Record of a Spaceborn Few is the third book in the Wayfarers series by Becky Chambers. This instalment follows a new set of characters in a different place in the universe. I loved the first two books in this series (although I did find A Closed and Common Orbit to be a little heavy-handed at times) and plan to keep reading them. Chambers’ art of focusing on the universal themes of friendship, loyalty and compassion in a futuristic, sci-fi world is heart-warming to read.
The first two Wayfarers books had little plot and focused more on the characters. Record of a Spaceborn Few followed in these footsteps and then some. What is this book about then? It is about people growing and learning and trying to find their place in the universe. We follow several characters who are all linked to each other in some way, although they do not all meet each other. Each character is struggling with the concept of who they are and what they want out of life. We grow with them as they make mistakes, try new things, meet new people, and gain a deeper understanding of what it means to belong.

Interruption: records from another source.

PR #2088, opened 2015-02-17
Saves RAM on Taranis

bsongis:
Saves CPU (mixes calculated only when needed) and RAM (pulses arrays for PXX/DSM2/PPM shared) - Still not tested, needs a code review first!

### DIFF
--- a/radio/src/pulses/pulses_arm.cpp
+++ b/radio/src/pulses/pulses_arm.cpp
@@ -40,7 +40,7 @@ uint8_t s_pulses_paused = 0;
 uint8_t s_current_protocol[NUM_MODULES] = { MODULES_INIT(255) };
 uint16_t failsafeCounter[NUM_MODULES] = { MODULES_INIT(100) };
 uint8_t moduleFlag[NUM_MODULES] = { 0 };
-uint32_t nextMixerTime[NUM_MODULES] = { 0 };
+U64 nextMixerTime[NUM_MODULES] = { 0 };
 #define SCHEDULE_MIXER_START(module, delay) nextMixerTime[module] = (CoGetOSTime() + (delay)/2 - 1/*2ms*/)
 
 ModulePulsesData modulePulsesData[NUM_MODULES];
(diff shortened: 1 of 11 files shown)


radio/src/pulses/pulses_arm.cpp
```diff
@@ -40,6 +40,11 @@ uint8_t s_pulses_paused = 0;
 uint8_t s_current_protocol[NUM_MODULES] = { MODULES_INIT(255) };
 uint32_t failsafeCounter[NUM_MODULES] = { MODULES_INIT(100) };
 uint8_t moduleFlag[NUM_MODULES] = { 0 };
+uint32_t nextMixerTime[NUM_MODULES] = { 0 };
+#define SCHEDULE_MIXER_START(module, delay) nextMixerTime[module] = (CoGetOSTime() + (delay)/2 - 1/*2ms*/)
+
```
projectkk2glider: `CoGetOSTime()` returns 64 bit integer!

radio/src/tasks_arm.cpp
```diff
@@ -145,7 +148,14 @@ void mixerTask(void * pdata)
       if (t0 > maxMixerDuration) maxMixerDuration = t0 ;
     }
 
-    CoTickDelay(1);  // 2ms for now
+    int delay = 10; // 20ms default
+    if (GET_MIXER_DELAY(0) >= 0)
+      delay = min(delay, GET_MIXER_DELAY(0));
```
projectkk2glider: You have two calls to the GET_MIXER_DELAY() which don't get optimized (64 bit substraction), so we end up doing substraction two times. Maybe get the value in temporary variable and work with that value:
```c
    int delay = 10; // 20ms default
    int moduleDelay = GET_MIXER_DELAY(0);
    if (moduleDelay >= 0)
      delay = min(delay, moduleDelay);
#if NUM_MODULES >= 2
    moduleDelay = GET_MIXER_DELAY(1);
    if (moduleDelay >= 0)
      delay = min(delay, moduleDelay);
#endif
```

radio/src/pulses/pulses_arm.cpp
```diff
@@ -144,18 +149,22 @@ void setupPulses(unsigned int port)
   switch (required_protocol) {
     case PROTO_PXX:
       setupPulsesPXX(port);
+      SCHEDULE_MIXER_START(port, 9);
```
projectkk2glider: Are you confident with this schedules? Could we use heartbeat signal from XJT module for scheduling?

bsongis: The heartbeat could be used to synchronize the pulses, that's one step further, here we synchronize the mixer with the pulses

kilrah:
Hmm both PXX and DSM to external module are broken. PPM is OK, and PXX to internal is OK.All good in next.

Trainer out is OK, Trainer IN is broken (all modes), but doesn't work in next either.

bsongis:
Moved to another branch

Because the characters in this book were all brand new to me, it took me a while to get invested. Each chapter is told from the point of view of a different character and as these characters didn’t interact with each other that much, I felt like I didn’t know them until about halfway through. Once I hit the halfway mark and understood the journeys that these characters were on, I settled into the flow of the book and found comfort in the world that Chambers has created.
I love reading about the differing ways in which societies have evolved and how they choose to live in this universe. I will say that the utopian socialist society of the Exodus Fleet was a little idealistic and naive, but I chose to overlook that. The types of jobs that people could have in this future was delightful to read about though. The idea of caretakers, who dispose of the dead by turning them into compost which is then used to grow plants, was a beautiful concept. It was explored with a realistic tenderness that was lovely to read. The caretaker who we follow grapples with how she is revered by her society but is consequently left feeling isolated. That feeling of being happy with one’s solitude, but also wanting to be able to have connections, is universally relatable.
Record of a Spaceborn Few did not enchant me like The Long Way to a Small, Angry Planet and A Closed and Common Orbit did and I think this was because I did not get to know the characters well enough. The first two books in the series dwelled on the found family trope, which is something I adore. Whilst there are aspects of that in this book, it did not form the basis of the novel. I hold both The Long Way and A Closed and Common Orbit in great esteem. While I enjoyed Record of a Spaceborn Few, it did not quite live up to its predecessors for me.
Although I was not as attached to the characters in this book as I was to those in the first two books, it still gave me a feeling of warmth and hope. Above all, it reminded me that all people have their own lives and a unique view of the world. We’re all trying to find out what our place in this world is and who we want to be. If we all extended a bit more empathy, perhaps we could put more good into this world.